Although the model of Vennamneni et al. (Reference Vennamneni, Nambiar and Subramanian2020) succeeded in capturing shear-induced trapping of micro-organisms, it only works when the motility is not biased, and therefore cannot be extended to case of cells with an orientation bias, such as gyrotactic micro-organisms. This limitation is overcome by the recent work of Fung et al. (Reference Fung, Bearon and Hwang2022), as they first devised an exact transformation of the Smoluchowski equation into an advection–diffusion equation in the position space, before applying a similar multi-time-scale method. In effect, Fung et al. (Reference Fung, Bearon and Hwang2022) has extended the work of Bearon & Hazel (Reference Bearon and Hazel2015) and Vennamneni et al. (Reference Vennamneni, Nambiar and Subramanian2020) by including the effect of biased motility in the multi-time-scale asymptotics. This new model, however, still cannot elude the defects inevitably involved in the position–orientation separation.
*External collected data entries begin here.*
PR #7064, opened 2024-06-17
feat: add API key expiry options

### LINKED ISSUE #6998: Add API key expiry options
It would be nice to have some options for automatic API key expiry, GitHub is a good model here.

image

image

hmacr:
Closes #6998 

`react-day-picker` library is added to support custom expiry dates.

**Screen Recording**

https://github.com/outline/outline/assets/132386067/53a8df02-5e2f-490d-a1a1-1d1402550739


app/models/ApiKey.ts
```diff
@@ -13,6 +13,10 @@ class ApiKey extends Model {
   @observable
   name: string;
 
+  @Field
+  @observable
+  expiryAt?: string;
```
tommoor, line 18:
```suggestion
  expiresAt?: string;
```

Sorry to be a pain, can we rename this property throughout? There are a few other places the similar concept exists in the codebase and it's always "expiresAt"

app/scenes/ApiKeyNew/components/ExpiryDatePicker.tsx
```diff
@@ -0,0 +1,116 @@
...
+        )}
+      </PopoverDisclosure>
+      <Popover {...popover} ref={popoverContentRef} width={280} shrink>
+        <DayPicker
+          mode="single"
+          required={true}
+          selected={selectedDate}
+          onSelect={handleSelect}
+          style={styles}
+          footer={<ErrorFooter error={error} />}
```
tommoor, line 77: Can we use the `matcher` prop to disable all options before today? That's preferable to letting the user select and then showing an error

https://react-day-picker.js.org/api/type-aliases/Matcher

app/scenes/ApiKeyNew/components/ExpiryDatePicker.tsx
```diff
@@ -0,0 +1,116 @@
...
+            {selectedDate
+              ? formatDate(selectedDate, "MMM dd, yyyy", { locale })
+              : t("Choose a date")}
+          </StyledPopoverButton>
+        )}
+      </PopoverDisclosure>
+      <Popover {...popover} ref={popoverContentRef} width={280} shrink>
+        <DayPicker
+          mode="single"
+          required={true}
```
tommoor, line 73:
```suggestion
          required
          mode="single"
```

app/scenes/ApiKeyNew/components/ExpiryDatePicker.tsx
```diff
@@ -0,0 +1,116 @@
+import { faCalendar } from "@fortawesome/free-solid-svg-icons";
```
tommoor, line 1:
```suggestion
import { CalendarIcon } from "outline-icons";
```

Please use `outline-icons` for UI, only using FA for the user-selectable icons. If new icons are needed that aren't in `outline-icons` we'll make them.

app/scenes/ApiKeyNew/components/ExpiryDatePicker.tsx
```diff
@@ -0,0 +1,116 @@
...
+  selectedDate?: Date;
+  onSelect: (date: Date) => void;
+};
+
+const ExpiryDatePicker = ({ selectedDate, onSelect }: Props) => {
+  const { t } = useTranslation();
+  const theme = useTheme();
+
+  const userLocale = useUserLocale();
+  const locale = React.useMemo(() => dateLocale(userLocale), [userLocale]);
```
tommoor, line 26:
```suggestion
  const locale = dateLocale(userLocale);
```

No memo needed it's a simple lookup

app/scenes/ApiKeyNew/components/ExpiryDatePicker.tsx
```diff
@@ -0,0 +1,116 @@
...
+  );
+};
+
+const Icon = () => (
+  <IconWrapper>
+    <FontAwesomeIcon icon={faCalendar} />
+  </IconWrapper>
+);
+
+const ErrorFooter = ({ error }: { error?: string }) => {
```
tommoor, line 90: Might not need this if the before days are disabled

app/scenes/ApiKeyNew/index.tsx
```diff
@@ -0,0 +1,145 @@
...
+          value={name}
+          minLength={ApiKeyValidation.minNameLength}
+          maxLength={ApiKeyValidation.maxNameLength}
+          required
+          autoFocus
+          flex
+        />
+        <Flex align="center" gap={16}>
+          <StyledExpirySelect
+            ariaLabel={t("API key expiry")}
```
tommoor, line 106:
```suggestion
            ariaLabel={t("Expiration")}
```

One less string to translate 🤷

app/scenes/ApiKeyNew/index.tsx
```diff
@@ -0,0 +1,145 @@
...
+          {expiryType === ExpiryType.Custom ? (
+            <ExpiryDatePicker
+              selectedDate={expiryAt}
+              onSelect={handleSelectCustomDate}
+            />
+          ) : (
+            <StyledExpiryText type="secondary" size="small">
+              {expiryAt
+                ? `${dateToExpiry(expiryAt.toString(), t, userLocale)}.`
+                : t("Never expires!")}
```
tommoor, line 122:
```suggestion
                : t("Never expires")}
```

app/scenes/ApiKeyNew/index.tsx
```diff
@@ -0,0 +1,145 @@
...
+  const { t } = useTranslation();
+  const userLocale = useUserLocale();
+
+  const submitDisabled =
+    isSaving || !name || (!expiryAt && expiryType !== ExpiryType.NoExpiration);
+
+  const expiryOptions = React.useMemo<Option[]>(
+    () =>
+      Object.values(ExpiryType).map((value) => ({
+        label: value,
```
tommoor, line 44: Label needs translation hook. I think you could simplify this to avoid the `ExpiryType` enum and just have all of the values be in days 🤔 

Could inline the config inside this memo then too.

app/scenes/Settings/ApiKeys.tsx
```diff
@@ -23,6 +24,23 @@ function ApiKeys() {
...
+  const handleCopy = React.useCallback(
+    (keyId: string) => {
+      if (copyTimeoutIdRef.current) {
+        clearTimeout(copyTimeoutIdRef.current);
+      }
+      setCopiedKeyId(keyId);
+      copyTimeoutIdRef.current = setTimeout(() => {
+        setCopiedKeyId(null);
+      }, 3000);
+      toast.message(t("API token copied to clipboard"));
```
tommoor, line 39:
```suggestion
      toast.message(t("API key copied to clipboard"));
```

tommoor (approved):
Another hit PR, great first pass

app/models/ApiKey.ts
hmacr: No worries :) `expiresAt` looks cleaner.

app/scenes/Settings/ApiKeys.tsx
hmacr: This breaks the existing translations.
Do we want to do this?

tommoor: Yes it's ok, thanks

app/scenes/ApiKeyNew/components/ExpiryDatePicker.tsx
hmacr: Ah! This is missing in the [IconLibrary](https://github.com/outline/outline/blob/main/shared/utils/IconLibrary.tsx#L220).
It'd be nice to add the missing icons so they can be used as collection/document icons.

tommoor: Yes, not all available icons are in there as many don't make sense – Calendar could be though

app/scenes/ApiKeyNew/index.tsx
hmacr: Without `ExpiryType` enum, I had to use hardcoded strings in places where it is used for comparison.
I figured it's cleaner to keep the enum and refactored the label to use translated strings.

tommoor (approved):

PR #7066, opened 2024-06-17
Add icon column to document

hmacr:
Pre-requisite for #7038 

- Add `icon` and `color` column to `documents` and `revisions` table.
- On document creation and updation, set `icon` from `emoji` and `color` to `null`.
- On revision creation, set `icon` from `emoji` and `color` to `null`.

### DIFF
--- a/server/commands/documentCreator.ts
+++ b/server/commands/documentCreator.ts
@@ -97,6 +97,8 @@ export default async function documentCreator({
       sourceMetadata,
       fullWidth: templateDocument ? templateDocument.fullWidth : fullWidth,
       emoji: templateDocument ? templateDocument.emoji : emoji,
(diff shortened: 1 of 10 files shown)


hmacr:
This is kept fairly simple to handle just the double write.
Post this deployment and the backfill execution, #7038 needs to be rebased and will need some tweaks to 
- populate both `emoji` and `icon` in the server response.
- use `icon` and fallback to `emoji` in the app.

tommoor (approved):

tommoor:
For self-hosted I like to add the backfill script into the migration itself as the data is always under a few tens of thousands of docs it completes in ms. 

I'll tag it into the PR here, just a heads up

PR #7078, opened 2024-06-18
Update Docker compose and add docker.env

Its4Nik:
Latest Docker compose version doesn't need to have the "version: 3.X" part at the top

+ Some people may find it confusing without a docker.env directly on the GitHub so maybe add a default docker.env


tommoor (changes requested):
We don't want these in the repo –

`docker-compose.yml` is setup for development here
`docker.env` contains secrets and should not be committed to source control

PR #7082, opened 2024-06-18
feat: Add lastUsedAt to API keys

### LINKED ISSUE #7080: Add `lastAccessedAt` to API keys
It struck me working on https://github.com/outline/outline/pull/7064 that it would be very useful information to know when a specific API key was last used on the list.

Similar to `User.lastActiveAt` model we can have a column that is updated at a max of every few minutes (not on every request).

hmacr:
Closes #7080 

The column is named `lastUsedAt` (keys are _used_ than _accessed_).
Let me know if this needs to be changed.

Marking the PR as draft to merge after #7064, so the list-item subtitle can be tweaked to display both the expiry and last-used info.

### Screenshot
Screenshot 2024-06-19 at 2 37 51 AM


app/scenes/Settings/components/ApiKeyListItem.tsx
```diff
@@ -17,6 +19,12 @@ const ApiKeyListItem = ({ apiKey }: Props) => {
   const { t } = useTranslation();
   const [linkCopied, setLinkCopied] = React.useState<boolean>(false);
 
+  const subtitle = apiKey.lastUsedAt ? (
```
hmacr, line 22: For the existing keys, we do not have info on its last use; so we render a `null` subtitle.

tommoor:
We can also just match lastActiveAt on users? Maybe not 100% correct terminology but this might be preferable for consistency?

Not sure, happy to be persuaded to keep "used"

hmacr:
I agree - "active" can be used for consistency.

app/scenes/Settings/components/ApiKeyListItem.tsx
```diff
@@ -24,6 +24,12 @@ const ApiKeyListItem = ({ apiKey, isCopied, onCopy }: Props) => {
 
   const subtitle = (
     <>
+      {apiKey.lastActiveAt && (
```
tommoor, line 27: Lets just switch these around, so it's **created ⋅ used ⋅ expiry**

Makes more logical sense

tommoor (approved):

As noted previously, the Smoluchowski equation can be referred to as a benchmark for other up-scaled models. Solving the full continuum Smoluchowski equation has therefore also attracted some researchers (Chen & Jiang Reference Chen and Jiang1999; Saintillan & Shelley Reference Saintillan and Shelley2008a,Reference Saintillan and Shelleyb; Ezhilan & Saintillan Reference Ezhilan and Saintillan2015; Jiang & Chen Reference Jiang and Chen2021). However, it is not always possible to resolve the full Smoluchowski equation in a three-dimensional flow field due to numerical difficulty. Only in some simplified circumstances, such as in unidirectional flows, can the dimension of the Smoluchowski equation be reduced. Recently, Jiang & Chen (Reference Jiang and Chen2019) devised the basis functions and solved the Smoluchowski equation in the cross-section of a two-dimensional channel with a Galerkin method. The cross-sectional average drift and diffusivity were accurately derived by directly applying the standard GTD theory (Frankel & Brenner Reference Frankel and Brenner1989; Brenner & Edwards Reference Brenner and Edwards1993) without a position–orientation separation invoking assumptions of quasi-steadiness, quasi-homogeneity and negligible boundary effect. Jiang & Chen (Reference Jiang and Chen2020) further investigated the dispersion of gyrotactic micro-organisms in pipe flows: a detailed comparison with the PK model and the GTD model was presented, explicitly demonstrating the inaccuracy of the PK model and the GTD model when the micro-organisms are highly motile or when the background flow is strong. Alternatively, as a compromised substitute of the Smoluchowski equation, Brownian dynamics simulations are mostly employed for computational convenience (Thorn & Bearon Reference Thorn and Bearon2010; Bearon et al. Reference Bearon, Hazel and Thorn2011; Croze et al. Reference Croze, Sardina, Ahmed, Bees and Brandt2013; Peng & Brady Reference Peng and Brady2020). Although straightforward, if Brownian dynamics simulations are used, one has the problem to include the forces and stresses on the flow induced by the micro-organisms, and these effects are non-negligible in semi-dilute and dense suspensions.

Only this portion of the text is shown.